Analysis of molecular variance showed a low variability among the populations but the variability within the populations was high. This suggests that there is limited physical barriers to gene flow in the populations as shown by Muthini ⁵⁶ in his study. Nucleotide and haplotype diversity are commonly used in populations as a measure of genetic diversity. Haplotype diversity is the representation of probability that 2 alleles which are randomly sampled from genetic sequence are different while nucleotide diversity is the number of nucleotide differences for very site in pairwise comparisons of genetic sequence. Isolates from the 3 population displayed the maximum Haplotype diversity which is an indication that their haplotypes were highly diverse. Low nucleotide diversity shown by the population is an indication that they share common haplotypes with relatively small divergence. The nucleotide diversity based on Juke’s Cantor varied across the population. This confirms the fact that the isolates were highly diverse. This large variation is probably due to a wide range of bacteria families that have the ability of solubilizing the phosphate.

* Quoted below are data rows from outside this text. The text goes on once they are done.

PR #4660, opened 2025-06-23
Show GPG error before entering commit editor when rewording non-latest commits

### LINKED ISSUE #4611: "Feature not available for users using GPG." is shown too late
**Describe the bug**

With GPG signing enabled but `git.overrideGpg = false`, this error message will appear when trying to edit a non-latest commit:

https://github.com/jesseduffield/lazygit/blob/8280fdedb72e90ff5169dfe11ef2a92ebfe33551/pkg/i18n/english.go#L1531

However, this error message only appears *after* applying the changes in the commit message editor. It happened more than once to me, that I wrote a beautiful commit message... which was then gone, because of that error!

**To Reproduce**

1. Enable GPG signing.
2. Select the second to last commit.
3. Hit `r` to reword and make some changes.
4. See the error appear - too late.

**Expected behavior**

The error should already be shown when starting the "reword this commit" process, before entering that editor.

**Version info:**
```
commit=, build date=, build source=nix, version=0.51.1, os=linux, arch=amd64, git version=2.49.0
```

m04f:
- **PR Description**

When GPG signing is enabled but overrideGpg is false, attempting to reword a non-latest commit would show the "Feature not vailable for users using GPG" error only after the user had already entered the commit message. 

Now the error is displayed immediately when attempting to start the reword operation, before opening the editor.

Closes #4611

### DIFF
--- a/pkg/gui/controllers/local_commits_controller.go
+++ b/pkg/gui/controllers/local_commits_controller.go
@@ -343,6 +343,10 @@ func (self *LocalCommitsController) fixup(selectedCommits []*models.Commit, star
 }
 
 func (self *LocalCommitsController) reword(commit *models.Commit) error {
+	commitIdx := self.context().GetSelectedLineIdx()
+	if self.c.Git().Config.NeedsGpgSubprocessForCommit() && !self.isHeadCommit(commitIdx) {
+		return errors.New(self.c.Tr.DisabledForGPG)
+	}
 	commitMessage, err := self.c.Git().Commit.GetCommitMessage(commit.Hash())
 	if err != nil {
 		return err
@@ -352,7 +356,7 @@ func (self *LocalCommitsController) reword(commit *models.Commit) error {
 	}
 	self.c.Helpers().Commits.OpenCommitMessagePanel(
 		&helpers.OpenCommitMessagePanelOpts{
-			CommitIndex:      self.context().GetSelectedLineIdx(),
+			CommitIndex:      commitIdx,
 			InitialMessage:   commitMessage,
 			SummaryTitle:     self.c.Tr.Actions.RewordCommit,
 			DescriptionTitle: self.c.Tr.CommitDescriptionTitle,
--- a/pkg/commands/git_commands/rebase.go
+++ b/pkg/commands/git_commands/rebase.go
@@ -35,6 +35,8 @@ func NewRebaseCommands(
 }
 
 func (self *RebaseCommands) RewordCommit(commits []*models.Commit, index int, summary string, description string) error {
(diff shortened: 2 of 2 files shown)


pkg/gui/controllers/local_commits_controller.go
```diff
@@ -350,9 +350,13 @@ func (self *LocalCommitsController) reword(commit *models.Commit) error {
 	if self.c.UserConfig().Git.Commit.AutoWrapCommitMessage {
 		commitMessage = helpers.TryRemoveHardLineBreaks(commitMessage, self.c.UserConfig().Git.Commit.AutoWrapWidth)
 	}
+	commitIdx := self.context().GetSelectedLineIdx()
+	if self.c.Git().Config.NeedsGpgSubprocessForCommit() && !self.isHeadCommit(commitIdx) {
+		return errors.New(self.c.Tr.DisabledForGPG)
+	}
```
stefanhaller: Nitpick: I'd move this to the beginning of the function, so that it doesn't even start doing other things when this errors out.

stefanhaller (commented):
Thanks for contributing, the fix looks good, just one small nitpick below.

One more thought: the [original `if` statement](https://github.com/jesseduffield/lazygit/blob/ef6f96bda32455f04a4d0de347e300000285d790/pkg/commands/git_commands/rebase.go#L38) is still there now, but will never be true any more. I'm undecided what we should do with this:
1. keep it there, in case we refactor the code again in the future and forget to check upfront, maybe from a different call site
2. replace it with a panic (which would be the equivalent of `assert` in other languages)
3. remove it altogether

Any thoughts? If we do 1., I suppose we should at least add a comment there.

m04f:
I had the same thought about the original if statement when writing this. I think keeping it there could be useful in case it becomes reachable again through another call site in the future.

stefanhaller:
> I think keeping it there could be useful in case it becomes reachable again through another call site in the future.

Works for me, but as I said I think we should add a comment to that effect, so that future readers of the code aren't confused. Something like
```go
	// This will never be true because controllers are supposed to check for it
	// before calling this method. Keeping it here in case we add new call sites
	// in the future that don't do the check.
```

stefanhaller:
Thanks, looks great now.

Two more things to keep in mind for future PRs:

Burkholderia cepacia (Isolate 22) had the highest solubilization index in the current study. This solubilization index was slightly higher than the value obtained by Pande et al, ⁵⁷ in their similar study. This isolate form a good potential plant growth promoter and further analysis are ongoing on the same. A total of 15 isolates representing 21.1% of total isolates had PSI value greater than 4. These isolates are from the following groups; Burkholderia cenocepacia, Burkholderia cepacia, Burkholderia ambifaria, Curtobacterium citreum, Cronobacter sakazakii, Bacillus amyloliquefaciens, Enterobacter sp., Burkholderia contaminans, Cronobacter dublinensis, Caballeronia calidae, and Burkholderia territorii. It is worth noting however that some of the isolates from the above groups had PSI values less than 4. This could be due to the different soil properties and also different microbial interactions at their isolation points. Availability of adequate P in the soil may make the P solubilizers less active and therefore reduce their solubilization potentials. All the isolates belonging to Pseudomonas had PSI values less than 4. However, their efficiency in improving plant growth may be better due to production of other growth improving metabolites. ⁵⁸

The ability of microorganisms to solubilize P ensures that there is adequate P in the soil for plant uptake. Once the ideal effective phosphate solubilizing bacteria have been isolated, they can be inoculated into the soil where they will convert insoluble P to a form that can be utilized by plants. This will lead to establishment of sustainable cropping systems with reduced application of costly chemical fertilizers.

Conclusion

Based on morphological analysis, 71 isolated PSB bacteria were placed into 23 groups. Representative of these groups were identified by genetic sequencing and they showed high genetic variability. This variability provides a good gene-pool of capturing organisms that are able to solubilize phosphates. Ten isolates which showed effectiveness in solubilizing the phosphate were identified and further analysis are on-going to assay their effectiveness in plant growth improvement. The end goal of this process is the development of effective PSB that will be used in the development of low-cost biofertilizers.